TASK ITEM:
When you reach the line that contains "Added a onLevelsChanged" in the data below, start reproducing lines exactly, and stop after the line that contains "-124,7 +124,7 @@".

[Data records]
::::::::::
PR #4941, opened 2022-12-13
Upgrader should not throw error if not a developer module

boutinb:
- The errors were not send to the form: this was due to a wrong overriding of the upgradeMsgsForOption method. 
- An error message box should pop up only if the module is a Developer Module.
- Make a difference between error and warning: If the issue comes from the fact that an option is not found in the JASP file, this is just a warning and should not be displayed in the form, only log it.

### DIFF
--- a/Desktop/modules/upgrader/upgrade.cpp
+++ b/Desktop/modules/upgrader/upgrade.cpp
@@ -51,12 +51,18 @@ void Upgrade::applyUpgrade(const std::string & function, const Version & version
 		{
 			Log::log() << "Change had a" << ( error.isWarning ? " warning" : "n error") <<  ": " << error.what() << std::endl;
 
-			if(module && module->isDevMod())
+			if(isModuleDev())
 				throw error;
+			
 			if (!error.isWarning)
 				msgs[""].push_back(error.what());
 		}
 
+}
+
+bool Upgrade::isModuleDev() const
+{
+	return DynamicModules::developmentModuleName() == fq(module());
 }
 
 QString Upgrade::toString() 
--- a/Desktop/modules/upgrader/upgrade.cpp
+++ b/Desktop/modules/upgrader/upgrade.cpp
@@ -4,6 +4,7 @@
 #include "upgrades.h"
 #include "upgrade.h"
 #include "log.h"
+#include "modules/dynamicmodules.h"
 
 namespace Modules
 {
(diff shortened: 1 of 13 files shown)


Desktop/modules/upgrader/upgrade.cpp
```diff
@@ -48,12 +49,14 @@ void Upgrade::applyUpgrade(const std::string & function, const Version & version
 		}
 		catch(upgradeError & error)
 		{
-			//If we are not in developermode it would be better to keep going instead of crashing the whole upgradeprocess
-			if(PreferencesModel::prefs()->developerMode())
+			Log::log() << "Change had a problem: " << error.what() << std::endl;
```
JorisGoosen:
```suggestion
			Log::log() << "Change had a" << ( error.isWarning ? " warning" : "n error") <<  ": " << error.what() << std::endl;
```

Desktop/modules/upgrader/upgradeDefinitions.h
```diff
@@ -18,10 +18,12 @@ extern const char			*	logId;
 
 struct upgradeError  : public std::runtime_error
 {
-	upgradeError(std::string msg) : std::runtime_error(msg) {}
+	bool isWarning = false;
+	upgradeError(std::string msg, bool _isWarning = false) : std::runtime_error(msg) { isWarning = _isWarning; }
```
JorisGoosen:
```suggestion
	upgradeError(std::string msg, bool isWarning = false) : std::runtime_error(msg), isWarning(isWarning) {}
```

QMLComponents/analysisbase.cpp
```diff
@@ -4,6 +4,7 @@
 #include "utilities/qmlutils.h"
 
 const std::string AnalysisBase::emptyString;
+const stringvec AnalysisBase::emptyStringVec;
```
JorisGoosen, line 7: `stringvec upgradeMsgsForOption(std::string name)` used to return `{""}` not `{}`...

```suggestion
const stringvec AnalysisBase::emptyStringVec = {""};
```

JorisGoosen: Aah ok, but that seems to be caused by the move to AnalysisBase and wasnt originally like that at all

JorisGoosen (commented):
mostly looks fine, I mde some small suggestions, ill commit and em and test the result. If all goes well Ill merge

JorisGoosen:
this should work better, but I cant test it cause something seems terribly wrong with my build.

Perhaps you @boutinb could test whether it now properly behaves and if so merge it?

Might be nice to test with this file and jaspRegression dev module
[bLinReg.jasp.zip](https://github.com/jasp-stats/jasp-desktop/files/10238924/bLinReg.jasp.zip)

boutinb:
It works for me.

PR #5676, opened 2024-09-24
Computed column fixes

### LINKED ISSUE #2927: [Bug]: Computing data using drag-and-drop
### JASP Version

0.19.0

### Commit ID

_No response_

### JASP Module

Other

Creating new variable from existing data

Windows 11

### Bug Description

In the previous version of JASP, we can easily create indicator variable using drag-and-drop, for example, if I want to create an indicator variable "young" based on my existing data "age", I can create a new column, make it have data type **Scale**, and drag-and-drop "age<30", the computed column will **take value of 1 and 0**. Now this functionality does not exist any more, and instead shows **"TRUE" and "FALSE"** in the computed column which are not usable in any subsequent regression analyses. How do I change this without resorting to R code?

### Expected Behaviour

Use drag-and-drop to compute indicator variable easily and show them as numerical data that can be used for analysis directly. This is the main reason that I am using JASP for my class that it **does not require coding**, but now it is not usable for an entry-level data analysis course. At the very least tell people how to change these TRUE/FALSE variables into 1/0 with proper documentation.

### Steps to Reproduce

1. add a column
2. compute with drag and drop
3. put in some logical statement
...

### Log (if any)

_No response_

### More Debug Information

_No response_

### Final Checklist

JorisGoosen:
Fixes jasp-stats/jasp-issues#2927 (getting TRUE/FALSE instead of 1/0) and https://github.com/jasp-stats/INTERNAL-jasp/issues/2653 (computed columns dont work in development...)

### DIFF
--- a/.gitignore
+++ b/.gitignore
@@ -81,3 +81,6 @@ Desktop/utilities/simplecryptkey.h
 Desktop/modules/activemodules.h
 Common/appinfo.cpp
 QMLComponents/utilities/appdirs.h
+Engine/jaspBase_distributionSamplers.h
+Engine/jaspBase_friendlyConstructorFunctions.h
+Engine/jaspBase_transformFunctions.h
--- a/Engine/CMakeLists.txt
+++ b/Engine/CMakeLists.txt
@@ -15,6 +15,10 @@ if(LINUX)
 
 endif()
 
+make_includable(jaspBase/R/distributionSamplers.R			jaspBase_distributionSamplers.h)
+make_includable(jaspBase/R/friendlyConstructorFunctions.R	jaspBase_friendlyConstructorFunctions.h)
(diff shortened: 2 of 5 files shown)


boutinb:
This does not work for Ordinal or Nominal computed column: if you change the computed column to Ordinal or Nominal it still gives NA's. If you also make directly an ordinal computed column (with the + button in Analysis mode), it also gives NA's.
Screenshot 2024-09-24 at 15 18 03

JorisGoosen:
Disable "Converting types", or in any case, make sure all the types make sense

I will remove that functionality once https://github.com/jasp-stats/jasp-desktop/pull/5667 gets merged

boutinb (approved):

PR #5677, opened 2024-09-24
Add levels property to VariablesList

boutinb:
This was a request from @koenderks 
You can now asks the levels of variable in a (single) VariablesList:
```
		DropDown
		{
			name: "myDrop"
			label: "Labels with " + variableWithLabels.levels.length + " values"
			values: variableWithLabels.levels
		}
```
It is then also possible to set a property according to the number of levels:
`property bool enoughLevels: variableWithLabels.levels.length > 2`

### DIFF
--- a/CommonData/column.cpp
+++ b/CommonData/column.cpp
@@ -537,7 +537,7 @@ columnType Column::setValues(const stringvec & values, const stringvec & labels,
 			if(label && !label->isEmptyValue())
 				labelsNonNA.insert(label);
 		}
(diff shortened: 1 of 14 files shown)


JorisGoosen (approved):
Ok, looks good!

Ive made sure it takes empty values into account, both on the column and the workspace. Will now also reset property levels when workspace or column emptyvalues change.

Added a onLevelsChanged `messages.log` to "test variables form" in jaspTestModule for easy debuggin

Its all OK by me now, so merge it at your leisure.

PR #5686, opened 2024-10-08
Remote cellar Mac

RensDofferhoff:
Changes: 

1. adds a remote cellar for rpkgs to jasp module compilation. 
2. add cellar creation script
3. add auto download on cmake run

Notes: not yet active on Windows

I disabled it on windows for now because strange things still happen there.
But this way we can get around blavaan issue on mac.

See  the cellars here
https://static.jasp-stats.org/development/cellars/

### DIFF
--- a/Tools/CMake/JASP.cmake
+++ b/Tools/CMake/JASP.cmake
@@ -124,7 +124,7 @@ if(R_PKG_CELLAR_DOWNLOAD_REMOTE AND R_PKG_CELLAR_PATH STREQUAL "${CMAKE_SOURCE_D
         SET(R_PKG_CELLAR_REMOTE "https://static.jasp-stats.org/development/cellars/cellar_macOS_arm64_latest.tar.gz")
       endif()
     elseif(WIN32)
-      SET(R_PKG_CELLAR_REMOTE "https://static.jasp-stats.org/development/cellars/cellar_Windows_x86_64_latest.tar.gz")
+      # SET(R_PKG_CELLAR_REMOTE "https://static.jasp-stats.org/development/cellars/cellar_Windows_x86_64_latest.tar.gz")
     endif()
   endif()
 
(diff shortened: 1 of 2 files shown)


Tools/createCellarFromRenvCache.py
```diff
@@ -0,0 +1,93 @@
+#!/usr/bin/env python3
```
vandenman, line 1: so I get this was perhaps easier to write, but this could also just be an R script that uses libarchive? jaspTools already uses an R interface to libarchive, for example.

RensDofferhoff: What would be the advantage?

Tools/CMake/JASP.cmake
```diff
@@ -73,8 +73,16 @@ set(MSIX_SIGN_CERT_PASSWORD
   CACHE STRING "Password selfsign cert for Nightlies")
 
 set(R_PKG_CELLAR_PATH
+  "${CMAKE_SOURCE_DIR}/cellar/"
+  CACHE STRING "Set the path for an renv package cellar to be used during build phase. Changing this disables the use of a remote cellar")
+
+set(R_PKG_CELLAR_REMOTE
   ""
-  CACHE STRING "Set the path for an renv package cellar to be used during build phase")
+  CACHE STRING "URL to downloand a remote package cellar from (Make it https). If not set a platform default will be set by cmake")
```
JorisGoosen, line 81:
```suggestion
  CACHE STRING "URL to downloand a remote package cellar from (Make it https!). If not set a platform default will be set by cmake")
```

Tools/CMake/JASP.cmake
```diff
@@ -106,6 +114,29 @@ endif()
 
 message(STATUS "CRAN mirror: ${R_REPOSITORY}")
 
+#this handles the cellar download.
+if(R_PKG_CELLAR_DOWNLOAD_REMOTE AND R_PKG_CELLAR_PATH STREQUAL "${CMAKE_SOURCE_DIR}/cellar/" AND NOT EXISTS "${CMAKE_SOURCE_DIR}/cellar/")
+  #set appropriate default remote if needed
+  if(R_PKG_CELLAR_REMOTE STREQUAL "")
```
JorisGoosen, line 120: So yeah, would be nice at a later stage if there is some more IDing of the the cellar downloads.
Something with hashes or so.

JorisGoosen (approved):

Tools/createCellarFromRenvCache.py
JorisGoosen: Then python doesnt become a builddep, although given that buildbot already runs its hardly a problem

PR #5697, opened 2024-10-14
fix renv install on mac

RensDofferhoff:


boutinb (approved):

Tools/CMake/R.cmake
```diff
@@ -838,14 +838,40 @@ message(STATUS "Setting up renv, Rcpp, RInside, and jaspModuleInstaller")
...
+if(APPLE)
+  # Patch renv
+  message(CHECK_START "Patching ${RENV_LIBRARY}")
+  execute_process(
+    COMMAND_ECHO STDOUT
+    #ERROR_QUIET OUTPUT_QUIET
+    WORKING_DIRECTORY ${R_HOME_PATH}
+    COMMAND
+      ${CMAKE_COMMAND} -D
+      NAME_TOOL_PREFIX_PATCHER=${PROJECT_SOURCE_DIR}/Tools/macOS/install_name_prefix_tool.sh
```
vandenman, line 859: @RensDofferhoff just for my understanding, which .so file needed to get patched here? Something from Rcpp of RInside?

RensDofferhoff: See the renv changelog: https://rstudio.github.io/renv/news/index.html

There now exist a renv.so in libs/ when it is build
This needs to be patched and signed so it may be loaded later on.
before this version 1.0.11 it didn't exist.

PR #5699, opened 2024-10-15
If no intialValuesSource, use defaultValue

JorisGoosen:
Implements https://github.com/jasp-stats/INTERNAL-jasp/issues/2661


koenderks (approved):
Seems to work like a charm! It requires https://github.com/jasp-stats/jaspAudit/pull/477 so that the filter is filled before the data viewer is opened.

PR #5704, opened 2024-10-15
DropDown should also be able to set the column type

boutinb:
Move allowed type code from VariablesList to JASPControlList, so that allowedColumns property and all the contraints are also possible to DropDown control.

Fixes https://github.com/jasp-stats/INTERNAL-jasp/issues/2662


JorisGoosen (approved):
Works smoothly

PR #5710, opened 2024-10-18
Fix preloading data for interaction variables

boutinb:
In Meta Analysis, if you add a variable in predictions, the analysis gives an error that it cannot find this variable.


boutinb:
Small fix needed for Franticek. So I need to merge it now...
::::::::::
OUTPUT OF THE TASK:
Added a onLevelsChanged `messages.log` to "test variables form" in jaspTestModule for easy debuggin

Its all OK by me now, so merge it at your leisure.

PR #5686, opened 2024-10-08
Remote cellar Mac

RensDofferhoff:
Changes: 

1. adds a remote cellar for rpkgs to jasp module compilation. 
2. add cellar creation script
3. add auto download on cmake run

Notes: not yet active on Windows

I disabled it on windows for now because strange things still happen there.
But this way we can get around blavaan issue on mac.

See  the cellars here
https://static.jasp-stats.org/development/cellars/

### DIFF
--- a/Tools/CMake/JASP.cmake
+++ b/Tools/CMake/JASP.cmake
@@ -124,7 +124,7 @@ if(R_PKG_CELLAR_DOWNLOAD_REMOTE AND R_PKG_CELLAR_PATH STREQUAL "${CMAKE_SOURCE_D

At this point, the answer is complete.